• [Exercise description]:
Set down exactly the entries below, beginning at their first line and ending at the line with "PR #408, opened 2023-09-07".

[Dataset entries]
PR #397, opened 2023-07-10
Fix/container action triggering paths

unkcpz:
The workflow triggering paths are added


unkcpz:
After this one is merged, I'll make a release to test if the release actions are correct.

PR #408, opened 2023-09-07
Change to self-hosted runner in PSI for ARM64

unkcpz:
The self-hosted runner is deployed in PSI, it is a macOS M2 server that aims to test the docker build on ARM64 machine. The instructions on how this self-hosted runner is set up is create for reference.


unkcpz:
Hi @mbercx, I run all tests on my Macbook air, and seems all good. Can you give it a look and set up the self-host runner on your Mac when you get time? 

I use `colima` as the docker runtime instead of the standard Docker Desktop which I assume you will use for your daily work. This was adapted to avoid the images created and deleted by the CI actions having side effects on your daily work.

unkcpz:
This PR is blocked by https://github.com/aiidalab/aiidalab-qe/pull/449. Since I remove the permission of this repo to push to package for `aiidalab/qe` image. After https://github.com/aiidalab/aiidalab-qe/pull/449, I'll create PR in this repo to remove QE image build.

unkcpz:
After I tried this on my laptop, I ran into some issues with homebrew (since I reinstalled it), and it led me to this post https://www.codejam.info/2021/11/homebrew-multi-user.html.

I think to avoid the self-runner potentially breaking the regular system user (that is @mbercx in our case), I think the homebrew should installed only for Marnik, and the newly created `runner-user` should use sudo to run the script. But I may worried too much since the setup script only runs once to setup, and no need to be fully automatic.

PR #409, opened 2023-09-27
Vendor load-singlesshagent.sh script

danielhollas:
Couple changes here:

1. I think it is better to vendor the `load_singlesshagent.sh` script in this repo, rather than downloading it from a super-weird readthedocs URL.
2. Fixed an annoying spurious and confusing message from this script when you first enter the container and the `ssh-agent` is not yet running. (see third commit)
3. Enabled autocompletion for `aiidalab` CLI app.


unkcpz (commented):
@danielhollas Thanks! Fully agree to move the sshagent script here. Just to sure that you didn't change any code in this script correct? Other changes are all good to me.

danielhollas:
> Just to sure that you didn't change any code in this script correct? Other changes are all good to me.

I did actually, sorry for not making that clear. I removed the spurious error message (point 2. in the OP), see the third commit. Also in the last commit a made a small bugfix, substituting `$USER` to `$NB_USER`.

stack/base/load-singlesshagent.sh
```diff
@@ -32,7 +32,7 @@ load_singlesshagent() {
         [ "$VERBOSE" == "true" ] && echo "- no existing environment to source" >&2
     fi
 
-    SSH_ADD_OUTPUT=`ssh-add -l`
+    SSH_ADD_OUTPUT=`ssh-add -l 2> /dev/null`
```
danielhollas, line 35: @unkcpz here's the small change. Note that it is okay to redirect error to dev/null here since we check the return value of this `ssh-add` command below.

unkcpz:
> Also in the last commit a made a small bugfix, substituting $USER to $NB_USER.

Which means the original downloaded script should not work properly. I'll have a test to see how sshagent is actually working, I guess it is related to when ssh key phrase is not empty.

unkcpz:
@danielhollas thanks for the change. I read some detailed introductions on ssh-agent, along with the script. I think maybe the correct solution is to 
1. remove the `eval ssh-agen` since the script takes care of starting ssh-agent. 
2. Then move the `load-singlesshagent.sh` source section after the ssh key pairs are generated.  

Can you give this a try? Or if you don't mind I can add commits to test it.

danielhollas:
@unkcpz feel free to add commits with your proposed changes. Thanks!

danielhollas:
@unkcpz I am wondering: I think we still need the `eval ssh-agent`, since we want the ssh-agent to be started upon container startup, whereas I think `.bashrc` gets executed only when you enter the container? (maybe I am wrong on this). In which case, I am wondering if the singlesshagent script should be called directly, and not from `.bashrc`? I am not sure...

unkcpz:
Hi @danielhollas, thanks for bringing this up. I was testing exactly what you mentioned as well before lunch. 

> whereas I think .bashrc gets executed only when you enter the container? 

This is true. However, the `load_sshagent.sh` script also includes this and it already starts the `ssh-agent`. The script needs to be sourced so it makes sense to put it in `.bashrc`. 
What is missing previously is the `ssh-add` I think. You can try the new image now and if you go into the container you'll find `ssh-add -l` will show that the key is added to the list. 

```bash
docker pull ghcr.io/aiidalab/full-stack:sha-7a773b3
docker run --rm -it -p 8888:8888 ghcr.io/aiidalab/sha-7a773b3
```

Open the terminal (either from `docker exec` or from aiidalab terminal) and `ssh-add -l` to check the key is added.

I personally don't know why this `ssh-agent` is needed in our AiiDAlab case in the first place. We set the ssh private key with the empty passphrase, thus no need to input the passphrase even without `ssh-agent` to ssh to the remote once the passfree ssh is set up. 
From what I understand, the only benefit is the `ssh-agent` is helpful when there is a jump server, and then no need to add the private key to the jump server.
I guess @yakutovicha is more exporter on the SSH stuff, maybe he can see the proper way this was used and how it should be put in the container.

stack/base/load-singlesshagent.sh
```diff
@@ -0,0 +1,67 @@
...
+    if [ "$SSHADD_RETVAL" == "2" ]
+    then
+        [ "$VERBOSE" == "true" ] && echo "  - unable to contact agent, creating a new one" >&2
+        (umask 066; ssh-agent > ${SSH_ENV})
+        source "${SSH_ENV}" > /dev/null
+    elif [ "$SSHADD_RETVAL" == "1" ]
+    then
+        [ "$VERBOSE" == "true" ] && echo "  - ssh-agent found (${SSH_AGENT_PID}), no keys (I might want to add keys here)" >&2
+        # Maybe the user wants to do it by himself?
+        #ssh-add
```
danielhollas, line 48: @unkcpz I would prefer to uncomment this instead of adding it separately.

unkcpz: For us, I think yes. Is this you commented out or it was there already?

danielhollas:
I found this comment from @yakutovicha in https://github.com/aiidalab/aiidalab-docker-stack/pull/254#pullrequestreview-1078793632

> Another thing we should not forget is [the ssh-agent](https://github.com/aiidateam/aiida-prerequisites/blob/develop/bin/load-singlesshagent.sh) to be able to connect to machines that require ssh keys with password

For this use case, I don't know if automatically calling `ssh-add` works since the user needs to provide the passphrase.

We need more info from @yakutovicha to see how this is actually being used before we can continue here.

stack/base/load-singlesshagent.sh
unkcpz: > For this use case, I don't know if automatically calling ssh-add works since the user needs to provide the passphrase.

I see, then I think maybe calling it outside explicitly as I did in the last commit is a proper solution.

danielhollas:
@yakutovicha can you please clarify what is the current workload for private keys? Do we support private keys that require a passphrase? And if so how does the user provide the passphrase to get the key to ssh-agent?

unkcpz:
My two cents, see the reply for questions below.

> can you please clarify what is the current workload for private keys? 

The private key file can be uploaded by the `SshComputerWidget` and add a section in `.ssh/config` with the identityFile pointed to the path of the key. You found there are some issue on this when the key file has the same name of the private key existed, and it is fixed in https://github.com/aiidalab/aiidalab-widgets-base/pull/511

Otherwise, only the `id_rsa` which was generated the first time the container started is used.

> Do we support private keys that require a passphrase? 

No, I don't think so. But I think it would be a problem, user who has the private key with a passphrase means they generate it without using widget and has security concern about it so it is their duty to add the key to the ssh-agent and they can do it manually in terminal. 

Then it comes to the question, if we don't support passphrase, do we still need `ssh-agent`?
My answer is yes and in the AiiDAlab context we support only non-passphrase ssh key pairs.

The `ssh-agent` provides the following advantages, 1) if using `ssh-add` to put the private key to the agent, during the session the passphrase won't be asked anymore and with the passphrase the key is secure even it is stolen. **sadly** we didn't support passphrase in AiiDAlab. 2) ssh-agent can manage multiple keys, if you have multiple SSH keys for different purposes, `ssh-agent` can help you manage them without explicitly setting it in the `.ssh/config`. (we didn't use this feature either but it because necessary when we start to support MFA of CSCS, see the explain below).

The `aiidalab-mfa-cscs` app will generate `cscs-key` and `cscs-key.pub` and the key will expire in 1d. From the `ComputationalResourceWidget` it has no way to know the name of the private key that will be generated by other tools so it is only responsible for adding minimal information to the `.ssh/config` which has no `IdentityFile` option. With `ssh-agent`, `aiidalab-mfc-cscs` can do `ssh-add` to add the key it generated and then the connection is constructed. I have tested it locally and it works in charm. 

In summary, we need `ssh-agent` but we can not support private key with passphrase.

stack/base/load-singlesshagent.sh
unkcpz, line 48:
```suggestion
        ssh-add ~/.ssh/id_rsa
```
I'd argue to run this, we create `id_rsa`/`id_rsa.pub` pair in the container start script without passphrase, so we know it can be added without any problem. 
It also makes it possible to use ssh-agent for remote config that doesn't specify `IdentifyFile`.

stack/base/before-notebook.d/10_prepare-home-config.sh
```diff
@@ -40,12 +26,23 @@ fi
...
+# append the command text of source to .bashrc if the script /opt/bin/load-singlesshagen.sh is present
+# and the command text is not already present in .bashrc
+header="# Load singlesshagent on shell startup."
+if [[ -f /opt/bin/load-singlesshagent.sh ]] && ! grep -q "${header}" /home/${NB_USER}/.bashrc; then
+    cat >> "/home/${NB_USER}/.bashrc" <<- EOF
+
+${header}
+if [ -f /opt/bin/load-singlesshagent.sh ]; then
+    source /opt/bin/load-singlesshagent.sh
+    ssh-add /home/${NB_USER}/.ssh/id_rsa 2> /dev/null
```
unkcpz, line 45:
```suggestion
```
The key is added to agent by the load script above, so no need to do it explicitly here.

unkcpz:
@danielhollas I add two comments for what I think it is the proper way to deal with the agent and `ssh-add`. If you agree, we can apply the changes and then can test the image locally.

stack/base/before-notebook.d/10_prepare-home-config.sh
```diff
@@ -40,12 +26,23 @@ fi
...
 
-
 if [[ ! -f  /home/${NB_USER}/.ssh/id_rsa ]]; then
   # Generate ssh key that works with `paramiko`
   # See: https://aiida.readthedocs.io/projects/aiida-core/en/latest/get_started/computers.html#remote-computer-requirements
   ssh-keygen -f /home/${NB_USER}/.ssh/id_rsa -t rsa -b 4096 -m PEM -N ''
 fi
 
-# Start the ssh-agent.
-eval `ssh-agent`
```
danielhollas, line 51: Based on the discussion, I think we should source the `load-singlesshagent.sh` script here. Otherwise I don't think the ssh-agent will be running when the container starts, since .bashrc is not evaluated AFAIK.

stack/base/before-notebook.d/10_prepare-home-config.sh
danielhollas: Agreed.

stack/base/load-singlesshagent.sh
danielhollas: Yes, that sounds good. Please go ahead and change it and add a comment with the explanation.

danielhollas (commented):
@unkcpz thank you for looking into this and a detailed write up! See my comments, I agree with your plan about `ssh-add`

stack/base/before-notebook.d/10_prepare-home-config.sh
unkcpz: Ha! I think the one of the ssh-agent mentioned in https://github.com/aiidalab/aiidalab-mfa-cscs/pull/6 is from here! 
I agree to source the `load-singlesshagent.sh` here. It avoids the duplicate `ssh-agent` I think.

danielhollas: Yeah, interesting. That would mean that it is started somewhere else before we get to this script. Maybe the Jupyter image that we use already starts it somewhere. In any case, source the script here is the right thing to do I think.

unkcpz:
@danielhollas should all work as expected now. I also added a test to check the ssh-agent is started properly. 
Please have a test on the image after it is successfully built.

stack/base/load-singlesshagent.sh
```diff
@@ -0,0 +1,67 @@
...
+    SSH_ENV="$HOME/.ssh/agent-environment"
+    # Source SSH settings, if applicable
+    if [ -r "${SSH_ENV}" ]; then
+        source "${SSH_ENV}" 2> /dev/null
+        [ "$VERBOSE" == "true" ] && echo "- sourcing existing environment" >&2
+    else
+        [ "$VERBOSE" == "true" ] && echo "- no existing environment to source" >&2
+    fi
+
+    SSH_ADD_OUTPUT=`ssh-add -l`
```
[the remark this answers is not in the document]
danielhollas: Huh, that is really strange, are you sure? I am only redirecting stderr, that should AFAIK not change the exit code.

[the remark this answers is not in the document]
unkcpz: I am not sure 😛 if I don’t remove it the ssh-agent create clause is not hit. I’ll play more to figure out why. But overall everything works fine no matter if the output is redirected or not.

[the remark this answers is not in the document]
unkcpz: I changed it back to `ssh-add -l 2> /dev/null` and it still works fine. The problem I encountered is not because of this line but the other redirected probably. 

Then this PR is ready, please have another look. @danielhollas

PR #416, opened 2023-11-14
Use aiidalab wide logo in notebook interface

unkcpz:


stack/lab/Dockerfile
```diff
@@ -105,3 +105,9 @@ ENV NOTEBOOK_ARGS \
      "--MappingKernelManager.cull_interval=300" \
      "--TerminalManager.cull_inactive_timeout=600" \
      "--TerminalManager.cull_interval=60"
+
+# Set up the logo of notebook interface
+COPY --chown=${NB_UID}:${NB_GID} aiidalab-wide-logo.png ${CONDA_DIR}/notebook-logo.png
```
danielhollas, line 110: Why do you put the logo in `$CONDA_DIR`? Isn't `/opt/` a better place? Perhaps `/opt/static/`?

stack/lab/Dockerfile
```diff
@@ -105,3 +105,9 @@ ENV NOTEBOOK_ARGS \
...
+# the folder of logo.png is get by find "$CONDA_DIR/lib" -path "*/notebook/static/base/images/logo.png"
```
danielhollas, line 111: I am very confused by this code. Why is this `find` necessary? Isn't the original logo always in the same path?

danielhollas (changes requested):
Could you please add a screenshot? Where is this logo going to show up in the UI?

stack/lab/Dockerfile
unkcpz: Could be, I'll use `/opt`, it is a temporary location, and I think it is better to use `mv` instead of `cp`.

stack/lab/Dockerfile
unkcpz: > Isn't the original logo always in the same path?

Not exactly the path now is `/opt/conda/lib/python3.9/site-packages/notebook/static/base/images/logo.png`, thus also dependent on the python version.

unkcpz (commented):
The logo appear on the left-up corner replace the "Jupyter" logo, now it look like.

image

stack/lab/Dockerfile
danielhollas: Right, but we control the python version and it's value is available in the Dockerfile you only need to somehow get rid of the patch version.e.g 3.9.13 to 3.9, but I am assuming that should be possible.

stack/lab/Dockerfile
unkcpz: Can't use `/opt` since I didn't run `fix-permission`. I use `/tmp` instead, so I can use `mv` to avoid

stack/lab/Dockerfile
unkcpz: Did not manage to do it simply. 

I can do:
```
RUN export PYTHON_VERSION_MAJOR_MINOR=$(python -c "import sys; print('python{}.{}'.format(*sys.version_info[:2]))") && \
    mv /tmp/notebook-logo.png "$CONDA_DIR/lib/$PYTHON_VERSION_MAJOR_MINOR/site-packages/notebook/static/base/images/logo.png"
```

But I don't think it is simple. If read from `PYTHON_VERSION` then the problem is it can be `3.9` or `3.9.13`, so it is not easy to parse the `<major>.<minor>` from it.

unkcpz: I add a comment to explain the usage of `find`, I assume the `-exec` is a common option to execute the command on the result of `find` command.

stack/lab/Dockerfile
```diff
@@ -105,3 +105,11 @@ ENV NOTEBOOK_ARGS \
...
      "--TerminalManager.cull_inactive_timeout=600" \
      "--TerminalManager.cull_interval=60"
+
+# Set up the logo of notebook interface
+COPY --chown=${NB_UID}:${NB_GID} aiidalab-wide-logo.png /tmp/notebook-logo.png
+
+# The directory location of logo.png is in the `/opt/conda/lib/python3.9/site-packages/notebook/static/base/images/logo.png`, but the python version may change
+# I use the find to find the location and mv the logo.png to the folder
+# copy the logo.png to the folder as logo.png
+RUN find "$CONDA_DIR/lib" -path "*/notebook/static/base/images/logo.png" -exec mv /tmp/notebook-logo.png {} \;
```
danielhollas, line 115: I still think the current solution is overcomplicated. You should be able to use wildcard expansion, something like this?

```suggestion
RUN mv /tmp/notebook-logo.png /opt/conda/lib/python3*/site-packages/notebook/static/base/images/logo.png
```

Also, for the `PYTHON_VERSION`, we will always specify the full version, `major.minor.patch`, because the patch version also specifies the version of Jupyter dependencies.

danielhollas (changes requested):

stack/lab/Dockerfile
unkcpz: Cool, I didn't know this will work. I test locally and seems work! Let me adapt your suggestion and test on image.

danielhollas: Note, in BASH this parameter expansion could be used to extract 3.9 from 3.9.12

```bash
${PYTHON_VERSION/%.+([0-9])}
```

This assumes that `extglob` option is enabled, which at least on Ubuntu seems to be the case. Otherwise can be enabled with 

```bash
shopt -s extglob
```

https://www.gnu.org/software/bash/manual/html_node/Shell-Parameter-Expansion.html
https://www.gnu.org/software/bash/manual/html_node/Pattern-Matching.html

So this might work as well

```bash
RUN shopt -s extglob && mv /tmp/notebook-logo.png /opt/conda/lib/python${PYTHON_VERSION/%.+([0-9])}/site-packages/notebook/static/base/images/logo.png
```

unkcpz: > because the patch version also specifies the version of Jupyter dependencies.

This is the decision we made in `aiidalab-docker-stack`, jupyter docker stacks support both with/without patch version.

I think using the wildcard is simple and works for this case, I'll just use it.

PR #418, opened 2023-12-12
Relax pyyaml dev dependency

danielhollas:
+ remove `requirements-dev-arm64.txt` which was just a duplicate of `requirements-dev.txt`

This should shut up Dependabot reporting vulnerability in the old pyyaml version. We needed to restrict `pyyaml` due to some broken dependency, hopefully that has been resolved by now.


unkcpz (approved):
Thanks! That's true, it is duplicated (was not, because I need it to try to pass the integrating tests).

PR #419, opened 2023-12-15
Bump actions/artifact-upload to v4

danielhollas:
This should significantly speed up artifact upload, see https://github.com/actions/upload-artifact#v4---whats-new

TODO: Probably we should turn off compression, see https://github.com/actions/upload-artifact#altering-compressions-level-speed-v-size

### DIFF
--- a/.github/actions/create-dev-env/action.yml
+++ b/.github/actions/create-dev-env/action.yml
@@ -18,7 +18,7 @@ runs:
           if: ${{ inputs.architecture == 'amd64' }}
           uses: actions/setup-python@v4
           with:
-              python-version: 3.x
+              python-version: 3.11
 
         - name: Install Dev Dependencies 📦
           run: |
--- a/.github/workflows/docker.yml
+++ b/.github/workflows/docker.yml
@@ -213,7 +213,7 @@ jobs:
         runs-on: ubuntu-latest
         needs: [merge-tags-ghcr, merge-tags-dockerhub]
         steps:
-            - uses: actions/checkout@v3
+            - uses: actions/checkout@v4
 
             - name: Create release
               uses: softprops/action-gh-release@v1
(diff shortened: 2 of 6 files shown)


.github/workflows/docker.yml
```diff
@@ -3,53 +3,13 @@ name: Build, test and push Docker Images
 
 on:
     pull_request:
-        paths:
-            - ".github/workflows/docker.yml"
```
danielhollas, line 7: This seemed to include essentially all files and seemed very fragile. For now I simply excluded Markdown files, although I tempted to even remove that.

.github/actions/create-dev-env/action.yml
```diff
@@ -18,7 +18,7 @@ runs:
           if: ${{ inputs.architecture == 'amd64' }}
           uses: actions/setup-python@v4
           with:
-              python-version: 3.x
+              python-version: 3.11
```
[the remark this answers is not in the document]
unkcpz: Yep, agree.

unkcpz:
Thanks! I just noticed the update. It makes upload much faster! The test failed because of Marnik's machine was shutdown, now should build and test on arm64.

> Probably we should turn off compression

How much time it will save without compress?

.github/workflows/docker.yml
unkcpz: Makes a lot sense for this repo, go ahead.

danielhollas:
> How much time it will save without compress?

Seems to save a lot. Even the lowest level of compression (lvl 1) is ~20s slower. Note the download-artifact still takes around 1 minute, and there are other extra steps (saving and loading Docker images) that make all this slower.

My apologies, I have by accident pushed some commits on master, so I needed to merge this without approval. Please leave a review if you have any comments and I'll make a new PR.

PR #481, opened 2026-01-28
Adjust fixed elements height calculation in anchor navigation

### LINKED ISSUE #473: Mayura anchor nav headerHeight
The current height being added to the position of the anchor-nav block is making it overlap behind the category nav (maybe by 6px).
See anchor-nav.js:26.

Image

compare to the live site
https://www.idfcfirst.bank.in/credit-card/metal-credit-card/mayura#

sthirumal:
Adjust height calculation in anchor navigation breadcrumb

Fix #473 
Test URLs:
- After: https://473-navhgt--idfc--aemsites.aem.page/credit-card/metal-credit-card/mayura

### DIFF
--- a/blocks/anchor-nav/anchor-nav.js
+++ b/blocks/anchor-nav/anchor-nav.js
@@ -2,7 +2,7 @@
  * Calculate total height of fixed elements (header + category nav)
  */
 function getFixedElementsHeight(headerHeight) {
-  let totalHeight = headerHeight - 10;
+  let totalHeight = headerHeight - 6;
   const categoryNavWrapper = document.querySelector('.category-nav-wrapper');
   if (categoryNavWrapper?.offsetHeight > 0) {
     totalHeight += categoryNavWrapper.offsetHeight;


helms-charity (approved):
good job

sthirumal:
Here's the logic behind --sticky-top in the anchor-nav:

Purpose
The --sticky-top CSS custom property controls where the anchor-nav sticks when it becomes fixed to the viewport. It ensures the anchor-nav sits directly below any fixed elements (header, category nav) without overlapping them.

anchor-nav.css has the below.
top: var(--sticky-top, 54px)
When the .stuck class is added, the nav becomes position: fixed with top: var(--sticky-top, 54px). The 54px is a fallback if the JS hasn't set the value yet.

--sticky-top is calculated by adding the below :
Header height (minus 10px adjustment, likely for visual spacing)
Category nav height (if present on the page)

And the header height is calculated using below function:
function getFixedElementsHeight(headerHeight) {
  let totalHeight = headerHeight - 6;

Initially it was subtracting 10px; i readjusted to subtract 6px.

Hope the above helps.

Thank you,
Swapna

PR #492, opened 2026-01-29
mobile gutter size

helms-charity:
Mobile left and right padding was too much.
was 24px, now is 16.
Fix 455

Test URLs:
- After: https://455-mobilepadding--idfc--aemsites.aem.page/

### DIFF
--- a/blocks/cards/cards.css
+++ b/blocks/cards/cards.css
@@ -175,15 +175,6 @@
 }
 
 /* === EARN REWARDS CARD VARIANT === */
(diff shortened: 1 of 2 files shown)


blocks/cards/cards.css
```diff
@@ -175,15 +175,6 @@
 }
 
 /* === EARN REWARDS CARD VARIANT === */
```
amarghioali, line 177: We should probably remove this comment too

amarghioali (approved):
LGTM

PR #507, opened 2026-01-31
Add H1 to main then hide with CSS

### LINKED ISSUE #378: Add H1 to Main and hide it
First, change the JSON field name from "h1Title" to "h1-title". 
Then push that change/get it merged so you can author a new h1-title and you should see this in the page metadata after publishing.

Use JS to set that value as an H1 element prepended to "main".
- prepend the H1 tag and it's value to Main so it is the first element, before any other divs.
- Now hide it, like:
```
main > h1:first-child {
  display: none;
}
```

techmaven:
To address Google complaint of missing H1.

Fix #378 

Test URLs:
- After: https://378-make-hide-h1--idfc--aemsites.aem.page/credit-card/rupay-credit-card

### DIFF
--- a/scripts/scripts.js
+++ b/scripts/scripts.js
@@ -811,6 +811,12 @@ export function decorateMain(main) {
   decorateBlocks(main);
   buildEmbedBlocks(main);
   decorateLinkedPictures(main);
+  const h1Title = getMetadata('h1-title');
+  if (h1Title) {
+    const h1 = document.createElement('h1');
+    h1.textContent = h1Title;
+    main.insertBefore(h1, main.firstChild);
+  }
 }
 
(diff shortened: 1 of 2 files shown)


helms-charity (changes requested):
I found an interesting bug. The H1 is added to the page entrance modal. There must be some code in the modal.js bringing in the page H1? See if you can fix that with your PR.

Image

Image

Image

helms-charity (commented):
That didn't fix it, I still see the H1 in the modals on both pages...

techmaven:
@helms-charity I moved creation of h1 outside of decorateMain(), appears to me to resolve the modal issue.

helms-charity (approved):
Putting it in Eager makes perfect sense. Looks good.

• [Response to this task]:
PR #397, opened 2023-07-10
Fix/container action triggering paths

unkcpz:
The workflow triggering paths are added


unkcpz:
After this one is merged, I'll make a release to test if the release actions are correct.

PR #408, opened 2023-09-07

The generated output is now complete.